“Dishes and Dieffenbachia,” Ensign, Sept. 1998, 28
Dishes and Dieffenbachia
The bride seemed devastated about the damage to my beautiful dieffenbachia. Then I remembered those broken dishes I had held in my hands so long ago.
As a young wife having her first dinner party, I wanted everything to be perfect. My sweet mother-in-law helped by lending me her nicest dishes.
The next morning I carefully packed the dishes between towels and placed them in a large dishpan. As I stepped outside that winter day in Star Valley, Wyoming, my feet slipped on some ice. Desperately I clung to the pan, but I stumbled, and the dishes bounced upward. I heard sickening crunches. Lifting the towels, I was horrified to see many of the dishes chipped or cracked.
Sobbing, I drove to the home of my husband’s parents. Mom Haderlie met me with an alarmed expression. “What has happened? Are you all right?” As I wailed my story, her expression softened. She sighed, gently patted my arm, and said, “Oh, I was afraid something bad had happened.”
“But, Mom, these are your good dishes. I’ll pay for them or get you some others.”

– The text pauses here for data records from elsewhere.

PR #527, opened 2025-04-15
feat: add new events for supervising provider post/pre search and allow prescribe command to set supervising provider

dejan-predojevic-vicert:
Linked Issue
------------

https://canvasmedical.atlassian.net/browse/KOALA-2521

Description
-----------

With Plugins, we want users to be able to control the Supervising Provider Dropdown results PRE or POST search.

We need to add new events:

    PRESCRIBE__SUPERVISING_PROVIDER__POST_SEARCH

    PRESCRIBE__SUPERVISING_PROVIDER__PRE_SEARCH
    (Actually not sure if it needs to be SUPERVISING_PROVIDER_ID) 

Add these to the protobufs/canvas_generated/messages/events.proto file in canvas-plugins, run bin/generate-protobufs

then copy these to home-app by running bin/generate-sdk-protobufs-definitions. There shouldn’t be anything else you need to do in home-app, and this should automatically work. 

To test this out, you are going to need to write a plugin, one for reacting to the PRE_SEARCH and one for POST_SEARCH. See this helpful Guide in our documentation to get started: 
  

We will also need to update documentation in   to add these new events


dejan-predojevic-vicert:
Hi @rmagier1,

I’ve added the events and a plugin to test that they’re working as we discussed. Also https://github.com/canvas-medical/canvas/pull/17530 is updated accordingly.
Here are some screenshots showing that the plugin is functioning correctly:

Screenshot 2025-04-24 at 14 04 20
Screenshot 2025-04-24 at 14 04 36
Screenshot 2025-04-24 at 14 04 50
Screenshot 2025-04-24 at 14 28 30
Screenshot 2025-04-24 at 14 28 38

test-plugins/supervising_provider_plugin/CANVAS_MANIFEST.json
```diff
@@ -0,0 +1,29 @@
+{
+    "sdk_version": "0.1.4",
+    "plugin_version": "0.0.1a",
+    "name": "supervising_provider_plugin",
+    "description": "Edit the description in CANVAS_MANIFEST.json",
```
rmagier1, line 5: Since we are committing this lets update the description to 

`Add annotations to the supervising provider dropdown in Prescribe, Refill, and Adjust Prescription Commands`

test-plugins/supervising_provider_plugin/CANVAS_MANIFEST.json
```diff
@@ -0,0 +1,29 @@
...
+    "components": {
+        "protocols": [
+            {
+                "class": "supervising_provider_plugin.protocols.my_protocol:Protocol",
+                "description": "A protocol that does xyz...",
```
rmagier1, line 10: same description here

test-plugins/supervising_provider_plugin/README.md
```diff
@@ -0,0 +1,11 @@
+supervising_provider_plugin
+===========================
+
+## Description
+
+A description of this plugin
```
rmagier1, line 6: and put the description here as well

test-plugins/supervising_provider_plugin/protocols/my_protocol.py
```diff
@@ -0,0 +1,46 @@
...
+        log.info(self.NARRATIVE_STRING)
+
+        results = self.context.get("results")
+
+        if results is None:
+            return [Effect(type=EffectType.AUTOCOMPLETE_SEARCH_RESULTS, payload=json.dumps(None))]
+
+        post_processed_results = []
+        for result in results:
+            staff = Staff.objects.get(dbid=result["value"])
```
nmpsilva, line 35: So we really want to avoid using `dbid`. I know we're using them in a lot of places, but going forward we're trying to standardize on the "id" column. 

In order to do that, you'll need to update your adapter to instead use the Staff's `key` as the value for the search.


Also, given you don't need the whole staff, you'd get a performance increase if you instead did `Staff.objects.values_list("spi_number", flat=True).get(whatever)`

rmagier1: @nmpsilva the ask of this ticket was to add new events already using capabilities that exist. These events are live for other Autocomplete fields and the `result` in context only has `value` as the `dbid`. If we are changing the context of the event, that would be scope creep for GTM and should be handled in a new ticket. This plugin was to prove that the events are being called and annotations can be handled.

rmagier1 (approved):

PR #532, opened 2025-04-16
chore: add plugin metrics

jamagalhaes:
[KOALA-2666](https://canvasmedical.atlassian.net/browse/KOALA-2666)

## How metrics work?

As you may know, metrics sent over StatsD are first received by Telegraf, which then forwards them to InfluxDB. It’s important to understand how Telegraf processes and communicates these metrics to Influx, so I’m including some context below:

### 📊 Understanding StatsD Metrics in Telegraf

Telegraf's `statsd` input plugin listens for metrics sent over the StatsD protocol and aggregates them **before** flushing to the output (e.g., InfluxDB). Here's a quick breakdown of how **timing**, **gauge**, and **incr (counter)** metrics work in this flow:

#### ⏱ `timing` / `histogram` Metrics
- Example: `api.response_time:300|ms`
- These are treated as **histograms** in Telegraf.
- Telegraf aggregates these by calculating:
  - `count`
  - `min`
  - `max`
  - `mean`
  - `stddev`
  - **percentiles** (configurable, e.g., 95th, 99th)
- These aggregates are emitted every flush interval.
- **Useful for**: tracking latency or durations over time.

#### 📈 `gauge` Metrics
- Example: `cpu.load:42|g`
- Represents a value that can go **up or down**.
- Telegraf records the **last value seen** during the flush interval.
- If multiple values are sent, only the **most recent** is written to InfluxDB.
- **Useful for**: point-in-time metrics like memory usage or queue depth.

#### 🔁 `counter` / `incr` Metrics
- Example: `requests:1|c`
- These values are **summed** over the flush interval.
- At flush time, Telegraf writes the **total count**.
- **Useful for**: throughput metrics like number of API requests.

### 🛠️ Aggregation Behavior Summary
Telegraf buffers StatsD metrics **in memory** and applies the appropriate aggregation based on type. These are flushed to InfluxDB at each `flush_interval`. 

---

## 🧩 How plugins performance is tracked?

This PR introduces `measure`, a context manager designed for collecting metrics around the execution of a code block. It serves as the foundation for tracking plugin performance and usage patterns.

When used, `measure` captures:
- **Execution time** (in milliseconds), recorded as a `timing` metric to `plugins.timings`
- **Invocation count**, tracked via an `incr` metric to `plugins.executions`
- **Custom tags**, including `name` and optional `extra_tags`(ie., plugin-related metadata when applicable)

### 🔧 Plugin-aware Context
If `track_plugins_usage=True` is passed, the context manager inspects the call stack to determine if the caller is a plugin. If so, it automatically attaches the following tags: 
- `plugin`: the plugin's name (derived from the module path)
- `handler`: the full caller path

### 🚀 Usage
The `measure` context manager is primarily intended to be used around blocks of logic you want to monitor, but it can also be wrapped in `@measured` decorator if you want to track the full execution time of a function.

#### Plugin Handlers Execution Time

image
```sql
SELECT mean("median") AS "mean_median"
FROM "plugins_timings"
WHERE time > :dashboardTime: AND time < :upperDashboardTime: AND "plugin" <> '' and handler = ''
GROUP BY time (: interval :), "customer", "plugin", "name" FILL(null)
```

### Nr of Executions

image
```sql
SELECT SUM("value") AS "total"
FROM "plugins_executions"
WHERE time > :dashboardTime: AND time < :upperDashboardTime:
GROUP BY time (: interval :), "customer", "name" FILL(null)
```

### HTTP calls execution time

image
```sql
SELECT mean("median") AS "execution_time"
FROM "plugins_timings"
WHERE time > :dashboardTime: AND time < :upperDashboardTime: AND ("name"='canvas_sdk.utils.http.Http.get' OR "name"='canvas_sdk.utils.http.Http.patch' OR "name"='canvas_sdk.utils.http.Http.post' OR "name"='canvas_sdk.utils.http.Http.put')
GROUP BY time (: interval :), "customer", "name" FILL(null)
```

### Nr Of Event Handlers
image
```sql
SELECT last("value") AS "total"
FROM "plugins_event_nr_handlers"
WHERE time > :dashboardTime: AND time < :upperDashboardTime:
GROUP BY time (: interval :), "customer", "event" FILL(null)
```

[KOALA-2666]: https://canvasmedical.atlassian.net/browse/KOALA-2666?atlOrigin=eyJpIjoiNWRkNTljNzYxNjVmNDY3MDlhMDU5Y2ZhYzA5YTRkZjUiLCJwIjoiZ2l0aHViLWNvbS1KU1cifQ


canvas_sdk/utils/metrics.py
```diff
@@ -0,0 +1,176 @@
...
+
+        Args:
+            metric_name (str): The name of the metric.
+            delta (float | timedelta): The value to report.
+            tags (dict[str, str]): Dictionary of tags to attach to the metric.
+        """
+        statsd_tags = tags_to_line_protocol(tags)
+        self.client.timing(f"{metric_name},{statsd_tags}", delta)
+
+    def incr(self, metric_name: str, tags: dict[str, str], count: int = 1, rate: int = 1) -> None:
```
beaugunderson, line 66: when you rebase you'll see `gauge` and `timing` now check `STATS_ENABLED`, can you add that to this method as well?

jamagalhaes: renamed to `PLUGINS_METRICS_ENABLED` and converted to a django setting.

plugin_runner/plugin_runner.py
```diff
@@ -596,14 +594,9 @@ def load_plugins(specified_plugin_paths: list[str] | None = None) -> None:
...
 
-    log_nr_event_handlers()
-
-
-def log_nr_event_handlers() -> None:
-    """Log the number of event handlers for each event."""
     for key in EventType.keys():  # noqa: SIM118
         value = len(EVENT_HANDLER_MAP[key]) if key in EVENT_HANDLER_MAP else 0
-        statsd_client.timing("plugins.event_nr_handlers", value, tags={"event": key})
+        statsd_client.gauge("plugins.measurements.event_nr_handlers", value, tags={"event": key})
```
beaugunderson, line 599: given that we're already renaming this can we rename to `event_handler_count`? we don't abbreviate `number` as `nr` anywhere else

have you tested that gauges are flexible enough to give you what you want in grafana? histograms are usually more useful since gauges are only going to store the last value sent during the reporting period (which is 60 seconds)

jamagalhaes: renamed to `plugins.measurements.event_nr_handlers`. 
Regarding the metric type: the goal of this metric is to track the number of event handlers (per event, per customer, or whatever grouping we choose) over time. From my understanding, a `gauge` is the appropriate type here, since we're specifically interested in capturing the last reported value during each flush interval.

If we were to use a `histogram` instead, we would only get aggregated statistics (like mean, count, or percentiles) for each interval, but we would lose visibility into the exact number of handlers at a specific point in time. Using a gauge ensures we can accurately track the most recent value per flush.

jamagalhaes: @beaugunderson Could you also take a look at https://github.com/canvas-medical/canvas/pull/17553 and confirm if you're okay with the metric names?

beaugunderson: > Regarding the metric type: the goal of this metric is to track the number of event handlers (per event, per customer, or whatever grouping we choose) over time. From my understanding, a `gauge` is the appropriate type here, since we're specifically interested in capturing the last reported value during each flush interval.
> 
> If we were to use a `histogram` instead, we would only get aggregated statistics (like mean, count, or percentiles) for each interval, but we would lose visibility into the exact number of handlers at a specific point in time. Using a gauge ensures we can accurately track the most recent value per flush.

if the values in the flush interval are something like `[1,000, 970, 1]` then `1` will be returned which is not very representative. with a histogram you'd instead have:

```
upper: 1,000
lower: 1
mean: 657
count: 3
```

etc.

jamagalhaes: @beaugunderson  It really depends on what we want this metric to represent. A histogram would show how many times the value changed during the interval, but it wouldn't accurately reflect the number of active handlers for a given event at a specific point in time.

My goal with this metric is to precisely capture how many handlers are installed per event at the time of reporting. A histogram can tell us about fluctuations (like upper, lower bounds, and averages), but not the current state.

While using a gauge means we won't track how often the value changes within the flush interval, it does reliably give us the last reported value — which is exactly what we need to know the number of handlers currently available for an event.

beaugunderson: the last reported value may suffer from data abnormalities though, what if all you ever see is the cron plugin's handler count since it runs once a minute?

jamagalhaes: @beaugunderson what do you mean exactly? this metric will be reported every time `load_plugins` runs. it tells us how many handlers per event do we have installed.

beaugunderson (approved):

plugin_runner/plugin_runner.py
jamagalhaes: @beaugunderson I didn’t quite follow the example — could you clarify it? I didn't understand how the execution of `EventType.CRON` handlers would impact this metric.

canvas_sdk/utils/metrics.py
```diff
@@ -0,0 +1,192 @@
...
+    try:
+        yield pipeline
+    except BaseException as ex:
+        tags = {**tags, "status": "error"}
+        raise ex
+    else:
+        tags = {**tags, "status": "success"}
+    finally:
+        duration_ms = (time.perf_counter_ns() - timing_start) / 1_000_000
+        pipeline.timing("plugins.measurements.timings", duration_ms, tags=tags)
```
aduane, line 153:
```suggestion
        pipeline.timing("plugins.timings", duration_ms, tags=tags)
```

canvas_sdk/utils/metrics.py
```diff
@@ -0,0 +1,192 @@
...
+        pipeline.incr("plugins.measurements.executions", tags=tags)
```
aduane, line 154:
```suggestion
        pipeline.incr("plugins.executions", tags=tags)
```

plugin_runner/plugin_runner.py
```diff
@@ -596,14 +594,9 @@ def load_plugins(specified_plugin_paths: list[str] | None = None) -> None:
...
 
-    log_nr_event_handlers()
-
-
-def log_nr_event_handlers() -> None:
-    """Log the number of event handlers for each event."""
     for key in EventType.keys():  # noqa: SIM118
         value = len(EVENT_HANDLER_MAP[key]) if key in EVENT_HANDLER_MAP else 0
-        statsd_client.timing("plugins.event_nr_handlers", value, tags={"event": key})
+        statsd_client.gauge("plugins.measurements.event_handler_count", value, tags={"event": key})
```
aduane, line 599:
```suggestion
        statsd_client.gauge("plugins.event_handler_count", value, tags={"event": key})
```

PR #537, opened 2025-04-22
feat: add chart section review command

ruibatistacanvas:
https://canvasmedical.atlassian.net/browse/KOALA-2784

- Add chart section review command


nmpsilva (approved):

canvas_sdk/commands/commands/chart_section_review.py
```diff
@@ -0,0 +1,24 @@
...
+
+from canvas_sdk.commands.base import _BaseCommand
+
+
+class ChartSectionReviewCommand(_BaseCommand):
+    """A class for managing a Chart Section Review command within a specific note."""
+
+    class Meta:
+        key = "chartSectionReview"
+        commit_required_fields = ("section",)
```
jamagalhaes, line 11: We eventually realized that `commit_required_fields` are not useful, as they only check whether the specified fields are present in the SDK command, even though those fields may already be set directly in the actual command.

ruibatistacanvas: removed

PR #567, opened 2025-04-29
feat: add message effects

nmpsilva:
Internal tracking: [KOALA-2802](https://canvasmedical.atlassian.net/browse/KOALA-2802)

[KOALA-2802]: https://canvasmedical.atlassian.net/browse/KOALA-2802?atlOrigin=eyJpIjoiNWRkNTljNzYxNjVmNDY3MDlhMDU5Y2ZhYzA5YTRkZjUiLCJwIjoiZ2l0aHViLWNvbS1KU1cifQ


canvas_sdk/effects/note/message.py
```diff
@@ -0,0 +1,107 @@
...
+    recipient_id: str | UUID
+    note_id: str | UUID | None
+    read: bool = False
+
+    def _get_error_details(self, method: Any) -> list[InitErrorDetails]:
+        errors = super()._get_error_details(method)
+
+        if (
+            not Patient.objects.filter(id=self.sender_id).exists()
+            or not Staff.objects.filter(id=self.sender_id).exists()
```
rmagier1, line 33: My brain may not be working as I read this but shouldnt this be AND logic? If the patient and staff doesnt exist then this sender doesnt exist? (and for receipient) 

also double confirming the `id` is the externally_exposable UUID right so we can guarantee it is unique across patient and staff?

canvas_sdk/effects/note/message.py
```diff
@@ -0,0 +1,107 @@
...
+                    )
+                )
+
+        return errors
+
+    def create_and_send(self) -> Effect:
+        """Send message."""
+        self._validate_before_effect("send")
+        return Effect(
+            type="CREATE_AND_SEND_MESSAGE",
```
rmagier1, line 97: Is there a option to just create a message and not send it out. How FHIR communication only captures the message internally but doesnt actually send it anywhere?

canvas_sdk/v1/data/message.py
```diff
@@ -0,0 +1,79 @@
...
+    dbid = models.BigIntegerField(primary_key=True)
+    created = models.DateTimeField()
+    modified = models.DateTimeField()
+    content = models.TextField()
+    sender = models.ForeignKey(
+        "v1.CanvasUser", on_delete=models.DO_NOTHING, related_name="sent_messages", null=True
+    )
+    recipient = models.ForeignKey(
+        "v1.CanvasUser", on_delete=models.DO_NOTHING, related_name="received_messages", null=True
+    )
```
rmagier1, line 30: So when you create or edit a message you pass the Patient or Staff externally exposable id, but the data module the key is for a Canvas User and you have to filter for the Patient.user and Staff.user ?

Might want to call that out in the docs cause it could be confusing

canvas_sdk/effects/note/message.py
rmagier1: or also a customer was asking the other day if you can automate creating a draft message that hasnt been sent but then an action on the UI can be taken when the user is ready to send the message.

canvas_sdk/effects/note/message.py
rmagier1: wait I do see an event that is just `CREATE_MESSAGE` and `SEND_MESSAGE` separately above. And the home-app PR accounts for all the scenarios nicely. So then would we need a `def create` and a `def send` in this PR or am I missing seeing it?

canvas_sdk/effects/note/message.py
```diff
@@ -0,0 +1,107 @@
...
+
+from pydantic_core import InitErrorDetails
+
+from canvas_generated.messages.effects_pb2 import Effect
+from canvas_sdk.effects.note.base import NoteOrAppointmentABC
+from canvas_sdk.v1.data import Message as MessageModel
+from canvas_sdk.v1.data import Patient, Staff
+
+
+class Message(NoteOrAppointmentABC):
```
rmagier1, line 13: Why would we inherit from `NoteOrAppointmentABC` ? We dont have the same error details with the provider or practice location

canvas_sdk/v1/data/message.py
```diff
@@ -0,0 +1,79 @@
...
+    note = models.ForeignKey(
+        "v1.Note", on_delete=models.DO_NOTHING, related_name="message", null=True
+    )
+    read = models.BooleanField()
+
+
+class MessageAttachment(models.Model):
```
rmagier1, line 37: So awesome we will see the attachments that the patient sends to staff. But does the create message allow for attaching a file? What if the staff wants to send a file

canvas_sdk/effects/note/message.py
nmpsilva: No, but it's conceptually part of the Note/Appointment system, so I've inherited from the ABC that gives me the `TrackableFieldsModel`, the `create` method. It's not at all needed and I could've duplicated a few things instead

canvas_sdk/effects/note/message.py
nmpsilva: > My brain may not be working as I read this but shouldnt this be AND logic? If the patient and staff doesnt exist then this sender doesnt exist? (and for receipient)

You're 100% correct, guess it was my brain that wasn't working 😓 



> also double confirming the id is the externally_exposable UUID right so we can guarantee it is unique across patient and staff?

Yes ma'am. 


> or also a customer was asking the other day if you can automate creating a draft message that hasnt been sent but then an action on the UI can be taken when the user is ready to send the message.

That would be just creating a message right?

canvas_sdk/effects/note/message.py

“No, you won’t, my dear. That isn’t the way it works.” She calmed me, and I dried my tears. She smiled. “One day someone will need your understanding, and you’ll know just how they feel.”
My mother-in-law’s words have come back to me many times over the years. As our children came along, there was often a need to overlook a spilled glass of milk or a special dish that had slipped from tiny hands. There was even a time when I was vacuuming and noticed several pieces of “ice” on the carpet, then found that my lovely crystal dolphin from Italy was missing. After tears for my broken treasure, my heart ached for my most priceless treasure, the child who had broken this “dish.”
Recently, a young woman at church asked if anyone might be willing to loan some plants for decoration to help a young couple save money on their wedding reception. I was glad to lend her my prettiest plants, including a favorite, my Dieffenbachia, which grew to the ceiling every few years and then was cut back, with the sections that were removed being used to form other plants for gifts.
I wasn’t home when the plants were returned. I was dismayed when I saw the Dieffenbachia. All the leaves were withered, hanging flat against the cane. The embarrassed young groom had explained to my husband that the tall plant had been forgotten in the back of his car and had sat in the hot sun all day.
Sadly I cut off all the withered leaves, leaving only the cane. I set it in a corner, unable to bear throwing out my pet plant.
The next Sunday at church, the young bride came to me in the foyer, apologizing profusely. “I’m so sorry. I’ll pay you for it or get you another one,” she said, and I remembered my own words to Mom Haderlie.
“No, you won’t,” I replied firmly.
The young woman looked alarmed.
I shared with her my broken-dishes experience of 44 years earlier, and added: “You’ll need to forgive someone’s mistake somewhere down the road; then you’ll remember the plant.”
She smiled gratefully.
I continued to water the lone cane of my Dieffenbachia, not wanting to give up on it, and one day I noticed with delight a leaf beginning to form. Now it has three, and I smile every time I see it. Like my lesson from Mom Haderlie, it is a source of continuing growth.